PORTRAIT GIANT: Sigma 85mm f/1.4 DG HSM Art
The Art series from Sigma stands for high quality and high brightness. The Sigma 85 mm f/1.4 DG HSM Art is fully in line with this. It’s an impressive lens in all respects. You feel that immediately as soon as you have it in your hand. It’s namely quite big and heavy. This isn’t a handy little travel lens. There’s no way around that if you want to make a lens that should also be almost perfect on modern cameras with more than 40 megapixels. Then you need a lot of glass. And this 85mm is full of that. Its predecessor, the Sigma 85 mm f/1.4 EX DG HSM, put up a very high score in 2013 in our lens review. That Sigma 85 mm lens is still high in the list of lens reviews, even though its longitudinal chromatic aberration, AF speed and AF accuracy are not as good as on modern lenses. The Sigma 85 mm f/1.4 Art does it even better on almost all fronts. The finish is also of a very high level. The days when you would consider a manufacturer like Sigma primarily when you didn’t have enough money for a lens from your own camera brand are long gone. Budget can still be a good reason, because this Sigma is a lot cheaper than alternatives from the established camera brands. But that isn’t necessarily the main reason to purchase the Sigma 85 mm f/1.4 HSM DG Art. Even if you prioritize quality over everything else, if you’re looking for a lens for the best portrait photos, then this Sigma ought to be at the top of the list.
DThe Sigma 85 mm f/1.4 DG HSM Art is an impressive tool for portraits with a beautiful bokeh. It’s hefty and weighs a full 1130 grams. That’s largely in the glass. The Sigma 85 mm f/1.4 is made up of 14 elements in 12 groups. Two elements are of a special type of glass and one element is aspherically ground. The front lens is big, and that means a filter size of 86mm. The lens comes with a sturdy, flower-shaped lens hood that is fortunately made of plastic. That limits the weight. The wide, front part of the lens consists almost entirely of the focus ring. Sigma couldn’t have made that much bigger. Behind it is a window where you can read the set distance and get an indication of the depth of field. The lens narrows at the end, towards the mount. At the end, we only find one switch, for the AF/MF function. So you can switch between autofocus and manual focus. The autofocus can also be manually adjusted at any time. The lens has no image stabilization, although you will of course get it if you use it with the Sigma MC-11 on a Sony A7 or A9 with built-in stabilization. The only downside that we possibly could come up with is that this lens is not extra weather resistant and has no gasket at the back.
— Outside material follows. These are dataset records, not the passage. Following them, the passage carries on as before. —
PR #30, opened 2015-07-03
Added option to install Homestead per project along with installer

ArjanSchouten:
With these changes you can install Homestead with the installer:
```
laravel new Blog --with-homestead
```
This will add homestead to the application as described in the [docs](http://laravel.com/docs/5.1/homestead#per-project-installation).

Tested on Ubuntu 14.04 with php 5.6 and hhvm.
Tested on Windows with php 5.6.

(lumen-installer and docs needs pull-request too after this but wait with that right now :) )

### DIFF
--- a/composer.json
+++ b/composer.json
@@ -16,6 +16,7 @@
     },
     "require": {
         "guzzlehttp/guzzle": "~4.0|~5.0",
+        "illuminate/support": "~5.1",
         "symfony/console": "~2.3",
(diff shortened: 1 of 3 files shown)


taylorotwell:
Gonna hold off on this. Just more to maintain :) ... I think it's fine to just do "composer require laravel/homestead"

ArjanSchouten:
True. Thanks for explanation.

PR #35, opened 2015-10-20
Parameters removed because they are not in use

anteriovieira:


GrahamCampbell:
:+1:

leandrorosendo:
:+1:

taylorotwell:
They are in use. I'm setting the timeout to `null`. (infinite timeout).

anteriovieira:
True, I am agree with you.

PR #36, opened 2015-10-20
Revert "Parameters removed because they are not in use"

taylorotwell:
Reverts laravel/installer#35


taylorotwell:
They are in use. I'm setting the timeout to null (no timeout). reverted.

GrahamCampbell:
lol

PR #65, opened 2025-04-29
refactor: python ffi package improvements

aorumbayev:
## Proposed changes

Includes improvements to the Python FFI package (`packages/python/algokit_transact`):

1.  **mypy support and explicit control over content exposed from ffi wheel:** Enhanced the package with proper mypy support by injecting a py.typed marker file. Restructured the module layout to eliminate the redundant nested structure (algokit_transact.algokit_transact). This was achieved by configuring Maturin in pyproject.toml to build the FFI-generated native code as _algokit_transact (module-name = "_algokit_transact"), while adding explicit __init__.py files that selectively re-export symbols. This approach creates a clear separation between autogenerated FFI artifacts and manually curated package components, giving full control over the public API exposed in the final wheel.
2.  **Enhanced Poetry Integration:**
    -   Added a `poetry.toml` file configuring `virtualenvs.in-project = true`. This simplifies the local development workflow by creating the virtual environment within the project directory.
    -   Updated dependencies in `pyproject.toml` and `poetry.lock`, including specifying versions for `cffi` that are compatible with python 3.13 and refining dev dependencies.
3.  **Docs** adding dedicated readme highlighting quick starts on the ffi package along with options on how to work with it within ides using maturin develop command that simplifies developing new tests for the package.


packages/python/algokit_transact/pyproject.toml
```diff
@@ -1,26 +1,28 @@
...
+requires = ["maturin>=1.5,<2"]
 build-backend = "maturin"
 
 [project]
 name = "algokit_transact"
 version = "0.1.0"
-requires-python = ">=3.7"
-dependencies = ["pynacl>=1.5.0"]
+requires-python = ">=3.8,<4.0"
+dependencies = ["pynacl>=1.5.0,<2.0.0", "cffi>=1.17.1"]
```
joe-p, line 9: It just occurred to me that `pynacl` is probably not an actual dependency... I believe it's just used for testing

packages/python/algokit_transact/pyproject.toml
```diff
@@ -1,26 +1,28 @@
...
 
 [tool.maturin]
 manifest-path = "../../../crates/algokit_transact_ffi/Cargo.toml"
+module-name = "_algokit_transact"
```
joe-p, line 13: How come there's a leading underscore here?

joe-p (commented):
Overall LGTM. Will want to wait to merge until CI runs, but right now it's all being skipped due a bug that was fixed in #64. Once #64 is merged we can rerun CI to make sure everything is working

packages/python/algokit_transact/pyproject.toml
aorumbayev: @joe-p as part of injecting the py.typed to add mypy support, i found a few best practices on maturin doc that would allow us to have clear separation between autogenerated ffi bits vs extra python specific code we need to inject https://www.maturin.rs/project_layout.html#import-rust-as-a-submodule-of-your-project which is just py.typed at the moment. Because we have module name matching the name of the python project a resulting wheel with injected py.typed would have resulted in nested structure algokit_transact.algokit_transact. With the underscore we explicitly name and mark the auto generated bits as private module and then re export everything from it from the root init py. 

I did revisit the doc and just pushed an extra tweak to place the _algokit_transact explicitly under algokit_transact module as its highlighted as recommended pattern in their doc. 

In future work this gives us the ability to inject any extra python code and have a clean way to separate between whats python vs autogenerated ffi code.

packages/python/algokit_transact/pyproject.toml
aorumbayev: Removed

joe-p:
CI is failing with `ModuleNotFoundError: No module named 'algokit_transact._algokit_transact'` on both Mac ARM and Linux x86_64 which is strange because the wheel is seemingly being installed.

joe-p:
I wonder if the failure with musl is happening because we removed PyNacl? Maybe related to `pycparser`?

aorumbayev:
@joe-p fixed the issue, had to revert the structure i had initially. Added a detailed comment in pyproject py explaining why we don't use a convention from maturin docs.

joe-p (approved):

PR #66, opened 2025-04-30
Some initial documentation

CiottiGiorgio:
This is some attempt at setting a documentation standard that we like.

We could decide to be more or less verbose, for example.

One thing I'm looking for feedback on is if we want to use the `# Errors` markdown.

For now, most of the core crate is done and this PR aims at doing at least the FFI crate too.


crates/algokit_transact/src/transactions/asset_transfer.rs
```diff
@@ -1,37 +1,70 @@
+//! Asset transfer transaction module for Algokit Core.
```
neilcampbell, line 1:
```suggestion
//! Asset transfer transaction module for AlgoKit Core.
```

crates/algokit_transact/src/transactions/asset_transfer.rs
```diff
@@ -1,37 +1,70 @@
...
     #[serde(skip_serializing_if = "is_zero_addr")]
     #[serde(default)]
     pub receiver: Address,
 
+    /// Optional address of the account that actually holds the asset being transferred.
+    ///
+    /// If provided, this indicates that the transaction is a clawback operation,
+    /// where the sender is the asset clawback address and is forcibly moving assets
+    /// from this account to the receiver.
+    // FIXME: This description is untouched from what Claude wrote.
```
neilcampbell, line 55: Anything additional you want to tweak?

crates/algokit_transact/src/transactions/asset_transfer.rs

That’s not a problem for portrait photography, but perhaps for documentary work.
The image quality of this Sigma 85 mm f/1.4 HSM DG Art is particularly good. That applies in general for all the Art lenses we’ve reviewed so far, and this 85 mm f/1.4 doesn’t disappoint. At full aperture the lens is already good and even the corners are already sharp. Stopping down increases the quality both in the center and in the corners even further, and the lens peaks at f/5.6. The sharpness is then excellent from corner to corner. As with all bright lenses, there’s some vignetting visible with this Sigma Art at full aperture, but it’s not excessive and is easy to get rid of in post processing, if you want. For portraits, a little bit of vignetting is often attractive. Stopping down helps too. The vignetting is already so low at f/2.8 that you won’t see it anymore. Axial chromatic aberrations are also virtually absent. That can be corrected without loss of image quality, but lenses that don’t have color errors from the get-go are usually better designed and therefore often sharper. And that’s exactly what you see with this Sigma. What you can see, though, at full aperture are purple edges around blurry shiny objects in the foreground and green edges around the same subjects in the background. This is a different kind of aberration and one that most bright lenses have trouble with to a greater or lesser extent. The Sigma is not overly bothered by it, and it can be removed in post processing. With portrait shots, you often won’t see it at all. The lens is free of distortion and has no problems with backlighting.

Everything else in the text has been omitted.